Nothing but the lines below between the line holding "# Add binstubs" and the line holding "I'm all for", inclusive, should appear in the answer, each set down exactly.

***** Information provided *****

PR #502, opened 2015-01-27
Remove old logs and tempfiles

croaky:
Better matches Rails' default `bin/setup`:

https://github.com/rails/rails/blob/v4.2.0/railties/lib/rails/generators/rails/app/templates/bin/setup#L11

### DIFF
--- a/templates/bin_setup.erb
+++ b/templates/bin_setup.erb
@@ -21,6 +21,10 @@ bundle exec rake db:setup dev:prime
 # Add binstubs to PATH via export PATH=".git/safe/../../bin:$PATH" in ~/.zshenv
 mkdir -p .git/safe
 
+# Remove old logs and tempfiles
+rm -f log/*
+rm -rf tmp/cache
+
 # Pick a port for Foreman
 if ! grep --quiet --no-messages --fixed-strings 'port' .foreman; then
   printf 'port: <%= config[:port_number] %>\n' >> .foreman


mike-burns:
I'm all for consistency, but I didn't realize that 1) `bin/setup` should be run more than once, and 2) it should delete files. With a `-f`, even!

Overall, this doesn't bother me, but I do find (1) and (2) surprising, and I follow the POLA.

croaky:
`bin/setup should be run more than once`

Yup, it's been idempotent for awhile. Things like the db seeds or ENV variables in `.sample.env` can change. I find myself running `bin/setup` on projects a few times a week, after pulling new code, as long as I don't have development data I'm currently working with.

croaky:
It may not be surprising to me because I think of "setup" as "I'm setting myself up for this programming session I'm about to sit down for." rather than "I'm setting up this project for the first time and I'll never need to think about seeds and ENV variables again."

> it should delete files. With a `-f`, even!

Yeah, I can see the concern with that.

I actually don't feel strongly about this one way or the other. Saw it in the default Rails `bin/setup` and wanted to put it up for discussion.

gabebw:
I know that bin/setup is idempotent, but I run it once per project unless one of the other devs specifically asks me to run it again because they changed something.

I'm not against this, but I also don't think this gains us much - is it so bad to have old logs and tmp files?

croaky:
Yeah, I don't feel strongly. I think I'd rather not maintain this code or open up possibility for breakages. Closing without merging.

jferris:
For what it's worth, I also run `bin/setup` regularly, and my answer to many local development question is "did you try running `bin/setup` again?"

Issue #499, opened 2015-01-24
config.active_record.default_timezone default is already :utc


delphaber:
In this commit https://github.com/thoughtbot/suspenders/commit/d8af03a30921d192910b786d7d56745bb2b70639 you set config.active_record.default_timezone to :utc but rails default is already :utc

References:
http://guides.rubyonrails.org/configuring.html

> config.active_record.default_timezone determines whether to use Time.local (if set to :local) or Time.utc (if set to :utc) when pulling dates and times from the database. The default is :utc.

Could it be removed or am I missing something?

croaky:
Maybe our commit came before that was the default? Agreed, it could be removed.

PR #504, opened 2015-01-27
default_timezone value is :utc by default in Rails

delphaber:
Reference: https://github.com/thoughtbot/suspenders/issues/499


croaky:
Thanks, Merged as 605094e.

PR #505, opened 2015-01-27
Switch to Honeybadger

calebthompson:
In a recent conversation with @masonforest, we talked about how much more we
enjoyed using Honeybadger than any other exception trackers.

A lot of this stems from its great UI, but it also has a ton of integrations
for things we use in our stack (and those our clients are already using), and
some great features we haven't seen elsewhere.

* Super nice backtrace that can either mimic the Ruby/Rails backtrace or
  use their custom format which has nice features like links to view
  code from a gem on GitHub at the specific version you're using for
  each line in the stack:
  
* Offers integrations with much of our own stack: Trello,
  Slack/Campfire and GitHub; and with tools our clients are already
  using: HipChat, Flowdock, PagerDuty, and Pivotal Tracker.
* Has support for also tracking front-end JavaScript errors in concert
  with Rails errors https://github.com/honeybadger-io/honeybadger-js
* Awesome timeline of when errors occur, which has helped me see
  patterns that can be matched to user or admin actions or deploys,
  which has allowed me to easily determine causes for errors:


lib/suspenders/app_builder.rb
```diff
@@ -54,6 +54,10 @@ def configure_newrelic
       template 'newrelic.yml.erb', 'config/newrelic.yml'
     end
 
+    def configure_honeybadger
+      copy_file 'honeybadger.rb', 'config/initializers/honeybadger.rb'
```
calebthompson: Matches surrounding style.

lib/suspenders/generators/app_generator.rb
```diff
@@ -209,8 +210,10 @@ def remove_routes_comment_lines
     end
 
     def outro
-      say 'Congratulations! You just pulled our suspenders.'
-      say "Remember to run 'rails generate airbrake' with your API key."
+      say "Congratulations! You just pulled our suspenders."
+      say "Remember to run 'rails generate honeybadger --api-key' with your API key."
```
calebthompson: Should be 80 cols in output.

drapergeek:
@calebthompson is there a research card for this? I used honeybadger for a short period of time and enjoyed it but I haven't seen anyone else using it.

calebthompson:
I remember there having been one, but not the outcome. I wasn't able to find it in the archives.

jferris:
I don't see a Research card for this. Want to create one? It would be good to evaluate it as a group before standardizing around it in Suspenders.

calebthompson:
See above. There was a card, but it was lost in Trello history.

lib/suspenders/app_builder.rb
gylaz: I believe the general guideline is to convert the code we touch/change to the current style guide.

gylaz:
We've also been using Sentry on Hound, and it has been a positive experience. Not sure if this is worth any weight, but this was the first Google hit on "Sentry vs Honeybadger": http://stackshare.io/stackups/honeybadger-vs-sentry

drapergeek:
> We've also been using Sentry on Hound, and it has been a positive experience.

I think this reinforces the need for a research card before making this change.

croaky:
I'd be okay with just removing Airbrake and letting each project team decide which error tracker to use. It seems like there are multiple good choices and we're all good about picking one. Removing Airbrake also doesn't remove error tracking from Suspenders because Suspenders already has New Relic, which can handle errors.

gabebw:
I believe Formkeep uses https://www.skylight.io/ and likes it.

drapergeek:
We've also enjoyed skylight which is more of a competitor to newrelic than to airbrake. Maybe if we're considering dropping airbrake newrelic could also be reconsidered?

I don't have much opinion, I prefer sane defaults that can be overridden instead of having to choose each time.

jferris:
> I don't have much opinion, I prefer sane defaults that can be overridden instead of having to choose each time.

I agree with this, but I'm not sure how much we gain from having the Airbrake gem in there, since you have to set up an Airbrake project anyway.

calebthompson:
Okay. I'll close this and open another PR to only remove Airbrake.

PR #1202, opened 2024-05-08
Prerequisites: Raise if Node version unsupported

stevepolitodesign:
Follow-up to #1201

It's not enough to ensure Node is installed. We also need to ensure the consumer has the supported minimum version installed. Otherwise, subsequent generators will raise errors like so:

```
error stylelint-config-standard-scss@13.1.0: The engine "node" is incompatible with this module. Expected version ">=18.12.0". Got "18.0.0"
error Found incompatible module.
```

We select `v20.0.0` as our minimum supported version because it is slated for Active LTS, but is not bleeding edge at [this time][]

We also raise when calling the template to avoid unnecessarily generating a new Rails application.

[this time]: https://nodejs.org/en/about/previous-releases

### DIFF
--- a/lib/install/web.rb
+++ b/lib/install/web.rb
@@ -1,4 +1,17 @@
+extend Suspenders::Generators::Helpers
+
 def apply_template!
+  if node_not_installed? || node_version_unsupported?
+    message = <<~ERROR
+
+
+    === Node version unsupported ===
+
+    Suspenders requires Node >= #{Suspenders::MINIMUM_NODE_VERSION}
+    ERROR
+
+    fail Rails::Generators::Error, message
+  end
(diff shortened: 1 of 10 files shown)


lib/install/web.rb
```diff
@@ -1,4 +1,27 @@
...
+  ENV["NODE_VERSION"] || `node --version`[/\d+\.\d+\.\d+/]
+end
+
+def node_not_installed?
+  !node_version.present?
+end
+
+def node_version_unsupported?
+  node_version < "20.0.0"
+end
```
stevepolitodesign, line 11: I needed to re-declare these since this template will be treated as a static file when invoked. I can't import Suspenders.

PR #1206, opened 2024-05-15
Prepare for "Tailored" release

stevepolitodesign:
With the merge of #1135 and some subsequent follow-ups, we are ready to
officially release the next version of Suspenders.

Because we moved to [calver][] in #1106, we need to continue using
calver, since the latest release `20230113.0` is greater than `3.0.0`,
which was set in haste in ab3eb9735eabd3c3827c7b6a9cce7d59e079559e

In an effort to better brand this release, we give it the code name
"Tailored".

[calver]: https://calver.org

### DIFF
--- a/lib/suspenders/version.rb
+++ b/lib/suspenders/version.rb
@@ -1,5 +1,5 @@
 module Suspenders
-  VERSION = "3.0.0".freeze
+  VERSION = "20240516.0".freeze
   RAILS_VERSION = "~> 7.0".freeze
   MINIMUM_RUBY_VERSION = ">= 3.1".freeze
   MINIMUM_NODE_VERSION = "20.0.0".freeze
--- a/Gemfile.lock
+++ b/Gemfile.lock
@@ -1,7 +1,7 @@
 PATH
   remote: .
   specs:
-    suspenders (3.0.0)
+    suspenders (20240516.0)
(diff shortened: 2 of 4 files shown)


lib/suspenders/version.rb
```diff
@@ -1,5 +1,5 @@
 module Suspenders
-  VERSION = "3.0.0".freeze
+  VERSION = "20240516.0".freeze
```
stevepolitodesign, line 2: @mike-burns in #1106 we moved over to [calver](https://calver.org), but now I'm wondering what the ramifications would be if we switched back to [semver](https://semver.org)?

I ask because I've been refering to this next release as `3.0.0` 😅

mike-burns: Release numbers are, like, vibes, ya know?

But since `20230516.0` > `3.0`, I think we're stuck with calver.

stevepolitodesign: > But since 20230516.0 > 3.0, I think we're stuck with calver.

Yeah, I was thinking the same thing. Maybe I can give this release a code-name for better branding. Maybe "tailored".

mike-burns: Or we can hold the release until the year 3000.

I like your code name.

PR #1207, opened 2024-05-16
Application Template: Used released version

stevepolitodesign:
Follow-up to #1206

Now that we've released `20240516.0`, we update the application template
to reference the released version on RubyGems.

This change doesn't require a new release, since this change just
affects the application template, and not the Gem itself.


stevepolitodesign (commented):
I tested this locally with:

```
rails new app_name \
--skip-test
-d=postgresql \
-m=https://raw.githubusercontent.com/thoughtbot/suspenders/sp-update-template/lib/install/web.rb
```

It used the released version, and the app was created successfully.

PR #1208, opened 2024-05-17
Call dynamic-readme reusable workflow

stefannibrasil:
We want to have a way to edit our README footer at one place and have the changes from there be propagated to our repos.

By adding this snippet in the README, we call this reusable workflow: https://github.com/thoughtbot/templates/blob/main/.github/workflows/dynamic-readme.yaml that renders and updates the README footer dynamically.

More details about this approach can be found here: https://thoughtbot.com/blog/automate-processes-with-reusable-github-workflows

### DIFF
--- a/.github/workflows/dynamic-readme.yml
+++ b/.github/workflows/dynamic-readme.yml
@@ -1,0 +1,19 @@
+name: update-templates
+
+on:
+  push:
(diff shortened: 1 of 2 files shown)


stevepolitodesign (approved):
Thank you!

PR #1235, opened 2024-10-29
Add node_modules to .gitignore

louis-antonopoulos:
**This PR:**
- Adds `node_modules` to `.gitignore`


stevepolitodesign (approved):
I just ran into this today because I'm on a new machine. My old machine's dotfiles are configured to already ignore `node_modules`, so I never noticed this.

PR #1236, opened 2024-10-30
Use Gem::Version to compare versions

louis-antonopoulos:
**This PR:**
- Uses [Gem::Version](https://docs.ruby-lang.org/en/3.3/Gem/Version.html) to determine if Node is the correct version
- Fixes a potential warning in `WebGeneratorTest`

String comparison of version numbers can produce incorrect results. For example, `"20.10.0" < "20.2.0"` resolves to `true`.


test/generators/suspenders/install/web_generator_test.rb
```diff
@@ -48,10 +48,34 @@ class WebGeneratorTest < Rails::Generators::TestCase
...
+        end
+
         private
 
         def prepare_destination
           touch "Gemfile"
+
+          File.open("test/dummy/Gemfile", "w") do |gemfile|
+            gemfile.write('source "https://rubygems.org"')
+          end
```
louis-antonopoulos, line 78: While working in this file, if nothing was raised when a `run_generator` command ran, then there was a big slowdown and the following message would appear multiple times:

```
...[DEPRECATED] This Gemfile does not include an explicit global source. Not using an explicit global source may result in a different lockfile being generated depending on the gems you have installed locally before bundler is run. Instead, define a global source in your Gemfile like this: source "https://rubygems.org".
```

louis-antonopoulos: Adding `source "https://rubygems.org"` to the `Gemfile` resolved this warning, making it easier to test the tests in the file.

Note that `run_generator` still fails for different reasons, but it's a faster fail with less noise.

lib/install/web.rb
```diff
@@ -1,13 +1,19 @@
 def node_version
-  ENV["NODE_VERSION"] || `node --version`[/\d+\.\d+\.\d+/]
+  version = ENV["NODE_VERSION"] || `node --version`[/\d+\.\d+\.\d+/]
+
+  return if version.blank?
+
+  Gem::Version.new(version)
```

*****

▶ **Written response**:
 # Add binstubs to PATH via export PATH=".git/safe/../../bin:$PATH" in ~/.zshenv
 mkdir -p .git/safe
 
+# Remove old logs and tempfiles
+rm -f log/*
+rm -rf tmp/cache
+
 # Pick a port for Foreman
 if ! grep --quiet --no-messages --fixed-strings 'port' .foreman; then
   printf 'port: <%= config[:port_number] %>\n' >> .foreman


mike-burns:
I'm all for consistency, but I didn't realize that 1) `bin/setup` should be run more than once, and 2) it should delete files. With a `-f`, even!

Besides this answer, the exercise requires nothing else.